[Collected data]
== Segment start ==

PR #950, opened 2025-05-17
Add theme check to encourage routes object use

### LINKED ISSUE #442: Feature: Recommend usage of new routes object
A lot of developers still use the old method of hardcoding various Shopify routes.

Given there's a fairly small amount of routes, could a check be included to ensure liquid routes are being used?
image

```liquid
<form action="{{ routes.search_url }}">...</form>

Vs.
<form action="/search">...</form>
```

dejmedus:
- closes #442
- PR for associated [shopify-dev docs page](https://github.com/Shopify/shopify-dev/pull/57937)

[Liquid docs](https://shopify.dev/docs/api/liquid/objects/routes) recommend using the routes object (`{{ routes.search_url }}`) instead of hardcoding URLs (`/search`). This PR adds a theme check warning to encourage routes object use

Checks `link_to` filters and `href`/`action` attribute values for hardcoded routes that could be a routes object

harded-coded-routes-updated

hardcoded-routes-in-link-to

## How to test
- Add a hardcoded route to a file (snippet, section, etc)
``` ts
<a href="/cart/change"></a>
```
- Should display a warning until it is changed to a route obj url
``` ts
<a href="{{ routes.cart_change_url }}"></a>
```

- PR for theme check [documentation page in shopify-dev](https://github.com/Shopify/shopify-dev/pull/57937)

## Before you deploy

- [x] This PR includes a new check
    
    
    
    
  - [x] I've made a PR to update the [shopify.dev theme check docs](https://github.com/Shopify/shopify-dev/tree/main/content/storefronts/themes/tools/theme-check/checks) if applicable (https://github.com/Shopify/shopify-dev/pull/57937).


packages/theme-check-common/src/checks/hardcoded-routes/index.ts
```diff
@@ -0,0 +1,107 @@
+import { NodeTypes, TextNode } from '@shopify/liquid-html-parser';
+import { Severity, SourceCodeType, LiquidCheckDefinition } from '../../types';
+import { isAttr, isNodeOfType, isValuedHtmlAttribute, ValuedHtmlAttribute } from '../utils';
+
+const ROUTES: Record<string, string> = {
```
dejmedus, line 5: These are all the routes from the [routes obj docs](https://shopify.dev/docs/api/liquid/objects/routes) except `/`. 

I chose not to warn on `/` to align with how I saw route urls used in a best practices Shopify theme repo and because I wasn’t sure if it would have the same benefits (translations etc.)

EvilGenius13:
Small thing I noticed but if we try a script like this:
```html
<script>
  // Set up the /search route:
  let config = {
    baseUrl: '/search',
    otherParam: 'value',
  };
  console.log('Using base URL:', config.baseUrl);
</script>
```

It will highlight the commented version of `/search` and ignore the one in `baseUrl: '/search`. Not really sure anyone would comment like that but thought I'd point it out.

packages/theme-check-common/src/checks/hardcoded-routes/index.ts
jamesmengo: I believe that it may still be worth it based off what I'm reading here - https://shopify.dev/docs/api/liquid/objects/routes#routes

You can see this on my store where the default language is set to french
`https://mammoth-matcha-redirect.shopitest.com` redirects me to `https://mammoth-matcha-redirect.shopitest.com/en` since my browser is set to English

dejmedus: That makes sense, thanks! Fixed

packages/theme-check-common/src/checks/hardcoded-routes/index.spec.ts
```diff
@@ -0,0 +1,102 @@
...
+import { runLiquidCheck, highlightedOffenses } from '../../test';
+
+describe('Module: HardcodedRoutes', () => {
+  it('should report offenses for hardcoded routes', async () => {
+    const sourceCode = `
+      <a href="/"></a>
+      <form action="/search"></form>
+      <a href="/account/login"></a>
+      <a href="/collections/{{ collection.handle }}"></a>
+      <a href="/cart/change?line={{ forloop.index }}&amp;quantity=0"></a>
```
graygilmore, line 12: I found a use case that we should probably cover:

```liquid
{{ 'Cart' | link_to: '/cart' }}
```

I'm not sure how much the `link_to` filter is used but worth covering! Feel free to address this in a follow up PR.

packages/theme-check-common/src/checks/hardcoded-routes/index.ts
```diff
@@ -0,0 +1,131 @@
...
+  '/cart/change': 'cart_change_url',
+  '/cart/clear': 'cart_clear_url',
+  '/cart/update': 'cart_update_url',
+  '/cart': 'cart_url',
+  '/collections': 'collections_url',
+  '/search/suggest': 'predictive_search_url',
+  '/recommendations/products': 'product_recommendations_url',
+  '/': 'root_url',
+  '/search': 'search_url',
+  '/customer_authentication/login': 'storefront_login_url',
```
graygilmore: Nit: prefer to alphabetize the list based on the key instead of the value.

packages/theme-check-common/src/checks/hardcoded-routes/index.ts
```diff
@@ -0,0 +1,131 @@
...
+
+const HARDCODED_ROUTES = Object.keys(ROUTES);
+
+export const HardcodedRoutes: LiquidCheckDefinition = {
+  meta: {
+    code: 'HardcodedRoutes',
+    name: 'Hardcoded Routes',
+    docs: {
+      description:
+        'This check is aimed at encouraging use of the routes object instead of hardcoding URLs.',
```
graygilmore: Nit:

```suggestion
        'This check encourages using the routes object instead of hardcoding URLs.',
```

packages/theme-check-common/src/checks/hardcoded-routes/index.ts
```diff
@@ -0,0 +1,131 @@
...
+
+          context.report({
+            message: `Use routes object {{ routes.${routeURL} }} instead of hardcoding ${route}`,
+            startIndex,
+            endIndex,
+          });
+        }
+      },
+
+      async HtmlRawNode(node) {
```
graygilmore: This check feels like the most fragile. Is this just for handling script tags? Might be worth adding a comments above here explaining what it's explicitly checking for?

graygilmore (commented):
Tophat went well! Some small comments. 

I wish I had a suggestion for cleaning up `HtmlRawNode` but nothing immediately springs to mind here.

packages/theme-check-common/src/checks/hardcoded-routes/index.ts
dejmedus: Yes, its checking for hardcoded routes that are not commented out inside script tags

packages/theme-check-common/src/checks/hardcoded-routes/index.spec.ts
dejmedus: Thank you! I added in [a new block](https://github.com/Shopify/theme-tools/pull/950/commits/ebbbf9010b35206347705e64d5b42da0daec70d7) that will hopefully handle these cases

packages/theme-check-common/src/checks/hardcoded-routes/index.ts
```diff
@@ -63,6 +63,35 @@ export const HardcodedRoutes: LiquidCheckDefinition = {
         }
       },
 
+      async LiquidVariableOutput(node) {
```
graygilmore: I think we could maybe use `LiquidFilter` here instead? That should be the node of the actual filter and then we could do something like:

```js
if (node.name !== 'link_to') return;
```

Then we can loop over the `node.args` from there. Should simplify this a little bit!

packages/theme-check-common/src/checks/hardcoded-routes/index.spec.ts
graygilmore: Niiiice!

packages/theme-check-common/src/checks/hardcoded-routes/index.ts
graygilmore: @charlespwd you might have a good idea here!

packages/theme-check-common/src/checks/hardcoded-routes/index.ts
dejmedus: Yes, thank you, that looks way better!

graygilmore (approved):
Very nice!

packages/theme-check-common/src/checks/hardcoded-routes/index.ts
```diff
@@ -0,0 +1,155 @@
...
+  '/cart/add': 'cart_add_url',
+  '/cart/change': 'cart_change_url',
+  '/cart/clear': 'cart_clear_url',
+  '/cart/update': 'cart_update_url',
+  '/collections': 'collections_url',
+  '/collections/all': 'all_products_collection_url',
+  '/customer_authentication/login': 'storefront_login_url',
+  '/recommendations/products': 'product_recommendations_url',
+  '/search': 'search_url',
+  '/search/suggest': 'predictive_search_url',
```
aswamy, line 23: I was initially wondering why we're hardcoding this instead of fetching this list from theme-liquid-docs like so:

```
        const liquidObjects = (await context.themeDocset?.objects());
        const routeObj = liquidObjects?.find(
          (obj) => obj.name === 'routes'
        );
```

Then i realized we wouldn't have the paths 😅. This seems fair for now; not sure what we'd do if we had to update this list. Don't think it's worth it to have any cross-checks here 👍.

packages/theme-check-common/src/checks/hardcoded-routes/index.ts
aswamy: I agree with Gray. I'm not sure if we need this especially since it doesn't really know the context of the string. The javascript string could be a normal text, not a URL path. E.g.

image

packages/theme-check-common/src/checks/hardcoded-routes/index.ts
```diff
@@ -0,0 +1,155 @@
...
+            endIndex: startIndex + route.length,
+          });
+        }
+      },
+
+      async HtmlRawNode(node) {
+        // checks for hardcoded routes, that are not commented out, inside script tags
+        if (node.name !== 'script') {
+          return;
+        }
```
aswamy: If we're doing this, we should probably also do this for `javascript` tag, right?

packages/theme-check-common/src/checks/hardcoded-routes/index.ts
aswamy: I'd actually be down for punting this part from this PR. The `LiquidFilter` and `HtmlElement` ones are good 👍 .

If we need to parse the content inside of the script tag, we should be doing this in a language parsing area, not here.

packages/theme-check-common/src/checks/hardcoded-routes/index.ts
dejmedus: Yeah, I'm thinking it should be possible to add paths to [objects](https://github.com/shop/world/blob/7a3f67499b4f569328674bc38967a14c0f43544f/areas/core/storefront/db/liquid/docs/objects.json#L13526) somehow. If so I will make a follow up PR to create the mapping from themeDocset

aswamy: Im pretty sure those values are dynamic that's why they aren't part of the static `objects` list. So what you have now is good 👍

packages/theme-check-common/src/checks/hardcoded-routes/index.ts
dejmedus: Sounds good, I removed HtmlRawNode!

packages/theme-check-common/src/checks/hardcoded-routes/index.ts
dejmedus: Ohh I see, thanks!

packages/theme-check-common/src/checks/hardcoded-routes/index.ts
```diff
@@ -0,0 +1,100 @@
...
+  },
+};
+
+function hardcodedRoute(attr: ValuedHtmlAttribute): string | undefined {
+  if (!isNodeOfType(NodeTypes.TextNode, attr.value[0])) return;
+
+  const value = attr.value[0].value;
+
+  return HARDCODED_ROUTES.find((route) =>
+    route === '/' ? route === value && attr.value.length === 1 : value.startsWith(route),
```
aswamy, line 98: Should this be `startsWith`?

When i have a spanish store, the translation happens AFTER the domain:
image

The current code corrects when  a developer writes `/collections`. Should we also correct them when they do `/<language>/collections`? I don't know if this gets too funky or not since not every language is a 2 character short-hand. We could skip it to keep the code clean 🤷

aswamy (approved):
1 question, but the rest looks good 👍

packages/theme-check-common/src/checks/hardcoded-routes/index.ts
dejmedus: Here’s my thinking: if someone wanted to hardcode in the locale, they couldn’t use the routes object since it [dynamically appends the current site language](https://shopify.dev/docs/storefronts/themes/markets/multiple-currencies-languages#locale-aware-urls)

ex: cart link the routes obj way: 
`<a href="{{ routes.cart_url }}">{{ "templates.cart.go_to_cart" | t }}</a>` would become `/es/cart`

but if someone wants to display specific locale link options, like this [cart drawer snippet](https://github.com/adnan-travljanin18/matratzen/blob/d597d82a780cbebbc46db0752840a768e1c31dbb/snippets/cart-drawer.liquid#L355-L363)

``` liquid
<a href="/cart" class="btn m-auto text-capitalize show-cart-btn german-show-cart-btn">
    {{- 'templates.cart.View_Shopping_cart' | t -}}
</a>
<a href="/en/cart" class="btn m-auto text-capitalize show-cart-btn english-show-cart-btn">
    {{- 'templates.cart.View_Shopping_cart' | t -}}
</a>
<a href="/nl/cart" class="btn m-auto text-capitalize show-cart-btn dutch-show-cart-btn">
    {{- 'templates.cart.View_Shopping_cart' | t -}}
</a>
```
and we warned the last two `/cart` to change to `{{ routes.cart_url }}` it would break those links

(Still a trade-off because their first `/cart` would be warned, but I’m assuming they want that to go to their default locale)

Whereas stuff like [this](https://github.com/search?q=href%3D%22%2Fcollections%22+language%3ALiquid&type=code&ref=advsearch) makes sense to catch 

Am I understanding this correctly do you think?

aswamy: oh i didn't think someone would want all different languages to appear side-by-side like that 😓

I guess they _have_ to explicitly type of those routes like that and have a "disable theme check line" above the `/cart` if the dev wanted the user to go to the dev's default locale.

== Segment end ==

Those lines of the records that contain the string "hardcoding" should be identified and copied.

_Solution for this task_.
A lot of developers still use the old method of hardcoding various Shopify routes.
[Liquid docs](https://shopify.dev/docs/api/liquid/objects/routes) recommend using the routes object (`{{ routes.search_url }}`) instead of hardcoding URLs (`/search`). This PR adds a theme check warning to encourage routes object use
+        'This check is aimed at encouraging use of the routes object instead of hardcoding URLs.',
        'This check encourages using the routes object instead of hardcoding URLs.',
+            message: `Use routes object {{ routes.${routeURL} }} instead of hardcoding ${route}`,
aswamy, line 23: I was initially wondering why we're hardcoding this instead of fetching this list from theme-liquid-docs like so:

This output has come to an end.